▼
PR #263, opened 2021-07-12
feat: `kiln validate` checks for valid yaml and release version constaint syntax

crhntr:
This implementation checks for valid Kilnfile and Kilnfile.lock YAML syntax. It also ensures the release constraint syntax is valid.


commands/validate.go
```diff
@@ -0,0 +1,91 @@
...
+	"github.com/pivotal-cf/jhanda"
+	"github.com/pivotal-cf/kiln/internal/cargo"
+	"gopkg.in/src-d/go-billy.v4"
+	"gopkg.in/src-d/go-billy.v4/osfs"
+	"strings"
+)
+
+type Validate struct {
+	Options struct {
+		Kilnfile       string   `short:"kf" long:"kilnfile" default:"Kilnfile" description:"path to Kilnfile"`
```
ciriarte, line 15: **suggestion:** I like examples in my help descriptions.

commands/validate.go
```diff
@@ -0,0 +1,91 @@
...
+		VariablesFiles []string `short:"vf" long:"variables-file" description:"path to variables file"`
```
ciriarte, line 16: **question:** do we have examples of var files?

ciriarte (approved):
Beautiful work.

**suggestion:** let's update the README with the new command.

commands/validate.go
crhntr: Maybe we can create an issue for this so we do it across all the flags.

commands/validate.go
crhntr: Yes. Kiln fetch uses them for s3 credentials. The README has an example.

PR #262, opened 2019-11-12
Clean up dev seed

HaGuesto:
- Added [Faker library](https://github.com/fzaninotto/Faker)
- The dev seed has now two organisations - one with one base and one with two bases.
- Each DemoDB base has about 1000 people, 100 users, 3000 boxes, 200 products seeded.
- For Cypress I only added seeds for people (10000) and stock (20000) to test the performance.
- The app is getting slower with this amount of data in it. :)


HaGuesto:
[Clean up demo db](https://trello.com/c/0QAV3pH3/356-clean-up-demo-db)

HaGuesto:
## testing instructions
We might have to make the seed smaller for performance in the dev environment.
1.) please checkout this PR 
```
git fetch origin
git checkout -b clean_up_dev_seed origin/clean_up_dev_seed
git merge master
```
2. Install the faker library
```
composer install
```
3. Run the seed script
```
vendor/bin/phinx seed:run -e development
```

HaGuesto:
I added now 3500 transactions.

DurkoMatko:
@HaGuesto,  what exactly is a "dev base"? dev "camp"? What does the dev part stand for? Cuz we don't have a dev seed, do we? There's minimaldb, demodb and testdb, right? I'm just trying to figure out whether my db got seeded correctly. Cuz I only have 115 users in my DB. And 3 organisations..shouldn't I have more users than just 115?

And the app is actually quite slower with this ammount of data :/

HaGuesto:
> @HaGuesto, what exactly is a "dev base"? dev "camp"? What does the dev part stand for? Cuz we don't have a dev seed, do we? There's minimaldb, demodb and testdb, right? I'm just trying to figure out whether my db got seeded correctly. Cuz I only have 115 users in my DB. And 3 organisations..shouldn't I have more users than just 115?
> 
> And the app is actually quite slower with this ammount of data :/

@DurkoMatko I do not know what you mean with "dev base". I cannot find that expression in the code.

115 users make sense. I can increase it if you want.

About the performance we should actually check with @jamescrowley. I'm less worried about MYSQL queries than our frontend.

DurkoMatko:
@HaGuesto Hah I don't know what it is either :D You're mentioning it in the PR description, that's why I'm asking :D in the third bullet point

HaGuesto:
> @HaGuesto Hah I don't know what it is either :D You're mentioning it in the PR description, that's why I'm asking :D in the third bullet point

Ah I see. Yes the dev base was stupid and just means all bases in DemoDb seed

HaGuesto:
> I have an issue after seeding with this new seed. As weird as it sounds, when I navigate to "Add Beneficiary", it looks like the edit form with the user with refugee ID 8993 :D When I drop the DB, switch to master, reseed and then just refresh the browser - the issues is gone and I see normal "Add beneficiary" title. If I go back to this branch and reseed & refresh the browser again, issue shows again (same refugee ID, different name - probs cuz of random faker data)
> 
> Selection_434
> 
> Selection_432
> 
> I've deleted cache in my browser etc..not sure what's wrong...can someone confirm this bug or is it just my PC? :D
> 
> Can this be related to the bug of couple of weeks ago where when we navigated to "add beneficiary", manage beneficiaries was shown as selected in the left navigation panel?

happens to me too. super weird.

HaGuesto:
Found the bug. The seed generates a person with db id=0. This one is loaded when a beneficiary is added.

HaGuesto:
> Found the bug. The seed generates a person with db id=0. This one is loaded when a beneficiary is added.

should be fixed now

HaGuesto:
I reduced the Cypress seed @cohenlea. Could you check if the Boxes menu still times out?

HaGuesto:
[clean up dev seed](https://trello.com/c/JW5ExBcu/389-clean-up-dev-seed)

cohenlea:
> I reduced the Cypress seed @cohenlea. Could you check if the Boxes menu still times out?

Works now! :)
▲
» **Problem requirements**
A word-for-word copy of the material is required.

» **Solution for this problem**
PR #263, opened 2021-07-12
feat: `kiln validate` checks for valid yaml and release version constaint syntax

crhntr:
This implementation checks for valid Kilnfile and Kilnfile.lock YAML syntax. It also ensures the release constraint syntax is valid.


commands/validate.go
```diff
@@ -0,0 +1,91 @@
...
+	"github.com/pivotal-cf/jhanda"
+	"github.com/pivotal-cf/kiln/internal/cargo"
+	"gopkg.in/src-d/go-billy.v4"
+	"gopkg.in/src-d/go-billy.v4/osfs"
+	"strings"
+)
+
+type Validate struct {
+	Options struct {
+		Kilnfile       string   `short:"kf" long:"kilnfile" default:"Kilnfile" description:"path to Kilnfile"`
```
ciriarte, line 15: **suggestion:** I like examples in my help descriptions.

commands/validate.go
```diff
@@ -0,0 +1,91 @@
...
+		VariablesFiles []string `short:"vf" long:"variables-file" description:"path to variables file"`
```
ciriarte, line 16: **question:** do we have examples of var files?

ciriarte (approved):
Beautiful work.

**suggestion:** let's update the README with the new command.

commands/validate.go
crhntr: Maybe we can create an issue for this so we do it across all the flags.

commands/validate.go
crhntr: Yes. Kiln fetch uses them for s3 credentials. The README has an example.

PR #262, opened 2019-11-12
Clean up dev seed

HaGuesto:
- Added [Faker library](https://github.com/fzaninotto/Faker)
- The dev seed has now two organisations - one with one base and one with two bases.
- Each DemoDB base has about 1000 people, 100 users, 3000 boxes, 200 products seeded.
- For Cypress I only added seeds for people (10000) and stock (20000) to test the performance.
- The app is getting slower with this amount of data in it. :)


HaGuesto:
[Clean up demo db](https://trello.com/c/0QAV3pH3/356-clean-up-demo-db)

HaGuesto:
## testing instructions
We might have to make the seed smaller for performance in the dev environment.
1.) please checkout this PR 
```
git fetch origin
git checkout -b clean_up_dev_seed origin/clean_up_dev_seed
git merge master
```
2. Install the faker library
```
composer install
```
3. Run the seed script
```
vendor/bin/phinx seed:run -e development
```

HaGuesto:
I added now 3500 transactions.

DurkoMatko:
@HaGuesto,  what exactly is a "dev base"? dev "camp"? What does the dev part stand for? Cuz we don't have a dev seed, do we? There's minimaldb, demodb and testdb, right? I'm just trying to figure out whether my db got seeded correctly. Cuz I only have 115 users in my DB. And 3 organisations..shouldn't I have more users than just 115?

And the app is actually quite slower with this ammount of data :/

HaGuesto:
> @HaGuesto, what exactly is a "dev base"? dev "camp"? What does the dev part stand for? Cuz we don't have a dev seed, do we? There's minimaldb, demodb and testdb, right? I'm just trying to figure out whether my db got seeded correctly. Cuz I only have 115 users in my DB. And 3 organisations..shouldn't I have more users than just 115?
> 
> And the app is actually quite slower with this ammount of data :/

@DurkoMatko I do not know what you mean with "dev base". I cannot find that expression in the code.

115 users make sense. I can increase it if you want.

About the performance we should actually check with @jamescrowley. I'm less worried about MYSQL queries than our frontend.

DurkoMatko:
@HaGuesto Hah I don't know what it is either :D You're mentioning it in the PR description, that's why I'm asking :D in the third bullet point

HaGuesto:
> @HaGuesto Hah I don't know what it is either :D You're mentioning it in the PR description, that's why I'm asking :D in the third bullet point

Ah I see. Yes the dev base was stupid and just means all bases in DemoDb seed

HaGuesto:
> I have an issue after seeding with this new seed. As weird as it sounds, when I navigate to "Add Beneficiary", it looks like the edit form with the user with refugee ID 8993 :D When I drop the DB, switch to master, reseed and then just refresh the browser - the issues is gone and I see normal "Add beneficiary" title. If I go back to this branch and reseed & refresh the browser again, issue shows again (same refugee ID, different name - probs cuz of random faker data)
> 
> Selection_434
> 
> Selection_432
> 
> I've deleted cache in my browser etc..not sure what's wrong...can someone confirm this bug or is it just my PC? :D
> 
> Can this be related to the bug of couple of weeks ago where when we navigated to "add beneficiary", manage beneficiaries was shown as selected in the left navigation panel?

happens to me too. super weird.

HaGuesto:
Found the bug. The seed generates a person with db id=0. This one is loaded when a beneficiary is added.

HaGuesto:
> Found the bug. The seed generates a person with db id=0. This one is loaded when a beneficiary is added.

should be fixed now

HaGuesto:
I reduced the Cypress seed @cohenlea. Could you check if the Boxes menu still times out?

HaGuesto:
[clean up dev seed](https://trello.com/c/JW5ExBcu/389-clean-up-dev-seed)

cohenlea:
> I reduced the Cypress seed @cohenlea. Could you check if the Boxes menu still times out?

Works now! :)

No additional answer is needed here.